=== ASSIGNMENT ===
The entries below should be copied exactly and completely.

(DATA FOR THE TASK begins)

PR #28648, opened 2015-03-05
Bug 1102835 - Keyboard UserDictionary: Formally enable prediction engine to predict from user dictionary

mnjul:
- We use only one worker which instantiates two Predictions object and use Promise.all() to receive the asynchronous results and merge the results.
- A setUserDictionary() function has been added to worker since user dictionary may change even when layout language isn't changed. Necessary wiring from latin.js is added.
- An empty user dictionary is stored as |undefined| in IndexedDB, and worker uses a strategy- & proxy-derived pattern to decide whether user dictionary prediction is invoked.
- Predictions() are no longer IIFE since we need more than one instances now.
- Worker.js is now handled by jshint, removed from jshint xfail list.
- The suggestions passed from worker to latin.js annotate whether a suggestion is from user dictionary; latin.js will always consider to show at least one suggestion from user dictionary if its weight is high enough.
- Enable user dictionary in keyboard settings by default.


try-server-hook:
[mnjul Min-Zhong "John" Lu (mnjul)](https://github.com/mnjul) started tests. [Results](https://treeherder.mozilla.org/ui/#/jobs?repo=gaia-try&revision=4e239aa3f483)

try-server-hook:
[mnjul Min-Zhong "John" Lu (mnjul)](https://github.com/mnjul) started tests. [Results](https://treeherder.mozilla.org/ui/#/jobs?repo=gaia-try&revision=b1be8a0d642b)

Makefile
```diff
@@ -507,7 +507,6 @@ define BUILD_CONFIG
   "LOCALES_FILE" : "$(subst \,\\,$(LOCALES_FILE))", \
   "GAIA_KEYBOARD_LAYOUTS" : "$(GAIA_KEYBOARD_LAYOUTS)", \
   "GAIA_KEYBOARD_PRELOAD_DICT_LAYOUTS" : "$(GAIA_KEYBOARD_PRELOAD_DICT_LAYOUTS)", \
-  "GAIA_KEYBOARD_ENABLE_USER_DICT" : "$(GAIA_KEYBOARD_ENABLE_USER_DICT)", \
```
timdream: We still want to keep the switch here.

timdream: Please add a `GAIA_KEYBOARD_ENABLE_USER_DICT?=1` in `Makefile`.

apps/keyboard/js/imes/latin/predictions.js
```diff
@@ -969,4 +987,4 @@ var Predictions = function() {
     setNearbyKeys: setNearbyKeys,
     predict: predict
   };
-}();
```
timdream: Something wrong here?

try-server-hook:
[mnjul Min-Zhong "John" Lu (mnjul)](https://github.com/mnjul) started tests. [Results](https://treeherder.mozilla.org/ui/#/jobs?repo=gaia-try&revision=49e40fec885a)

apps/keyboard/js/imes/latin/predictions.js
mnjul: I changed that from `}();` to `};` such that it's no longer IFFE'ed; we need multiple instances of `Predictions` now.

lightsofapollo:
Running tests
https://treeherder.mozilla.org/#/jobs?repo=gaia&revision=ff2b012f205ce926a6f0a78148409da23af4a8d9

lightsofapollo:
Running tests
https://treeherder.mozilla.org/#/jobs?repo=gaia&revision=0ae1825329dc84400a38fa4e48a4a28897101af5

apps/keyboard/js/imes/latin/latin.js
```diff
@@ -235,6 +250,28 @@
...
+    // Get user dictionary blob.
+    getUserDictionaryBlobPromise =
+      dbStore.getItem('dictblob').then(function(blob) {
+      // If worker is there, tell it we have a (new) user dictionary blob,
+      // since setLanguage() may be bypassed due to language not changing.
+      // (User dictionary is langauge-neutral.)
+      // Do pass the argument if blob is undefined (no user dictionary words),
+      // Since the worker needs to know if user has deleted all words.
+      // Worker will bypass UserDictionary prediction as needed.
+      // |blob| may be |undefined| so we don't Transfer it yet.
```
timdream: How about we do `typeof blob` check here to decide if we want to use Transfer? I don't know if it's worth it though.

apps/keyboard/js/imes/latin/worker.js
```diff
@@ -28,111 +31,282 @@
...
+      } else {
+        activePredictor = userDictPredictor;
+        userDictPredictor.setDictionary(buffer);
+      }
+    },
+    setNearbyKeys: function(data) {
+      userDictPredictor.setNearbyKeys(data);
+    },
+    // Directly pass arguments to wrapped predictor
+    predict: function(...args) {
```
timdream: This will break demo on iOS :'(

apps/keyboard/js/imes/latin/worker.js
```diff
@@ -28,111 +31,282 @@
...
+    // [4] latin.js will always retain at least one user dict prediction (unless
+    //     it decides to drop the prediction because it equals user input)
+
+    var BUILT_IN_CANDIDATES_LOW = 24;
+    var BUILT_IN_CANDIDATES_HIGH = 50;
+    var BUILT_IN_CANDIDATES_EXTRA = 60;
+    var USER_DICT_CANDIDATES = 40;
+    var BUILT_IN_TOO_LOW_THRESHOLD = 4;
+
+    var builtInPromise = new Promise(function(resolve, reject){
```
timdream: Interesting... The `ProxyUserDictPredictor.predict` and `Predictions.predict` are both sync, and we are in a worker, so it make less sense to wrap them inside of a Promise.

Wrapping in a Promise also cause to create `pending*Prediction` to make sure we don't run two predictions at the same time, although it's almost impossible.

How about flatting the code flow and make it run sync again? it make more sense to me.

Unfortunately there the callback function passed in `new Promise()` comes with different complex logic to post-process the result according to user/build-in types... we would have to organize it in some way inside the `worker.predict` function.

apps/keyboard/js/imes/latin/worker.js
mnjul: I can definitely ES5-fy it, but I guess those arrow functions need ES5-fication too?

apps/keyboard/js/imes/latin/worker.js
mnjul: Predictions.predict is sync, but the prediction process isn't. Wrapping both predictions in Promise means I can better synchronize things. We should discuss about this.

lightsofapollo:
Running tests
https://treeherder.mozilla.org/#/jobs?repo=gaia&revision=ffc236b2293caacb6d161e7399df52d389a8ecfb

(DATA FOR THE TASK ends)

=== THE COMPLETED TASK ===
PR #28648, opened 2015-03-05
Bug 1102835 - Keyboard UserDictionary: Formally enable prediction engine to predict from user dictionary

mnjul:
- We use only one worker which instantiates two Predictions object and use Promise.all() to receive the asynchronous results and merge the results.
- A setUserDictionary() function has been added to worker since user dictionary may change even when layout language isn't changed. Necessary wiring from latin.js is added.
- An empty user dictionary is stored as |undefined| in IndexedDB, and worker uses a strategy- & proxy-derived pattern to decide whether user dictionary prediction is invoked.
- Predictions() are no longer IIFE since we need more than one instances now.
- Worker.js is now handled by jshint, removed from jshint xfail list.
- The suggestions passed from worker to latin.js annotate whether a suggestion is from user dictionary; latin.js will always consider to show at least one suggestion from user dictionary if its weight is high enough.
- Enable user dictionary in keyboard settings by default.


try-server-hook:
[mnjul Min-Zhong "John" Lu (mnjul)](https://github.com/mnjul) started tests. [Results](https://treeherder.mozilla.org/ui/#/jobs?repo=gaia-try&revision=4e239aa3f483)

try-server-hook:
[mnjul Min-Zhong "John" Lu (mnjul)](https://github.com/mnjul) started tests. [Results](https://treeherder.mozilla.org/ui/#/jobs?repo=gaia-try&revision=b1be8a0d642b)

Makefile
```diff
@@ -507,7 +507,6 @@ define BUILD_CONFIG
   "LOCALES_FILE" : "$(subst \,\\,$(LOCALES_FILE))", \
   "GAIA_KEYBOARD_LAYOUTS" : "$(GAIA_KEYBOARD_LAYOUTS)", \
   "GAIA_KEYBOARD_PRELOAD_DICT_LAYOUTS" : "$(GAIA_KEYBOARD_PRELOAD_DICT_LAYOUTS)", \
-  "GAIA_KEYBOARD_ENABLE_USER_DICT" : "$(GAIA_KEYBOARD_ENABLE_USER_DICT)", \
```
timdream: We still want to keep the switch here.

timdream: Please add a `GAIA_KEYBOARD_ENABLE_USER_DICT?=1` in `Makefile`.

apps/keyboard/js/imes/latin/predictions.js
```diff
@@ -969,4 +987,4 @@ var Predictions = function() {
     setNearbyKeys: setNearbyKeys,
     predict: predict
   };
-}();
```
timdream: Something wrong here?

try-server-hook:
[mnjul Min-Zhong "John" Lu (mnjul)](https://github.com/mnjul) started tests. [Results](https://treeherder.mozilla.org/ui/#/jobs?repo=gaia-try&revision=49e40fec885a)

apps/keyboard/js/imes/latin/predictions.js
mnjul: I changed that from `}();` to `};` such that it's no longer IFFE'ed; we need multiple instances of `Predictions` now.

lightsofapollo:
Running tests
https://treeherder.mozilla.org/#/jobs?repo=gaia&revision=ff2b012f205ce926a6f0a78148409da23af4a8d9

lightsofapollo:
Running tests
https://treeherder.mozilla.org/#/jobs?repo=gaia&revision=0ae1825329dc84400a38fa4e48a4a28897101af5

apps/keyboard/js/imes/latin/latin.js
```diff
@@ -235,6 +250,28 @@
...
+    // Get user dictionary blob.
+    getUserDictionaryBlobPromise =
+      dbStore.getItem('dictblob').then(function(blob) {
+      // If worker is there, tell it we have a (new) user dictionary blob,
+      // since setLanguage() may be bypassed due to language not changing.
+      // (User dictionary is langauge-neutral.)
+      // Do pass the argument if blob is undefined (no user dictionary words),
+      // Since the worker needs to know if user has deleted all words.
+      // Worker will bypass UserDictionary prediction as needed.
+      // |blob| may be |undefined| so we don't Transfer it yet.
```
timdream: How about we do `typeof blob` check here to decide if we want to use Transfer? I don't know if it's worth it though.

apps/keyboard/js/imes/latin/worker.js
```diff
@@ -28,111 +31,282 @@
...
+      } else {
+        activePredictor = userDictPredictor;
+        userDictPredictor.setDictionary(buffer);
+      }
+    },
+    setNearbyKeys: function(data) {
+      userDictPredictor.setNearbyKeys(data);
+    },
+    // Directly pass arguments to wrapped predictor
+    predict: function(...args) {
```
timdream: This will break demo on iOS :'(

apps/keyboard/js/imes/latin/worker.js
```diff
@@ -28,111 +31,282 @@
...
+    // [4] latin.js will always retain at least one user dict prediction (unless
+    //     it decides to drop the prediction because it equals user input)
+
+    var BUILT_IN_CANDIDATES_LOW = 24;
+    var BUILT_IN_CANDIDATES_HIGH = 50;
+    var BUILT_IN_CANDIDATES_EXTRA = 60;
+    var USER_DICT_CANDIDATES = 40;
+    var BUILT_IN_TOO_LOW_THRESHOLD = 4;
+
+    var builtInPromise = new Promise(function(resolve, reject){
```
timdream: Interesting... The `ProxyUserDictPredictor.predict` and `Predictions.predict` are both sync, and we are in a worker, so it make less sense to wrap them inside of a Promise.

Wrapping in a Promise also cause to create `pending*Prediction` to make sure we don't run two predictions at the same time, although it's almost impossible.

How about flatting the code flow and make it run sync again? it make more sense to me.

Unfortunately there the callback function passed in `new Promise()` comes with different complex logic to post-process the result according to user/build-in types... we would have to organize it in some way inside the `worker.predict` function.

apps/keyboard/js/imes/latin/worker.js
mnjul: I can definitely ES5-fy it, but I guess those arrow functions need ES5-fication too?

apps/keyboard/js/imes/latin/worker.js
mnjul: Predictions.predict is sync, but the prediction process isn't. Wrapping both predictions in Promise means I can better synchronize things. We should discuss about this.

lightsofapollo:
Running tests
https://treeherder.mozilla.org/#/jobs?repo=gaia&revision=ffc236b2293caacb6d161e7399df52d389a8ecfb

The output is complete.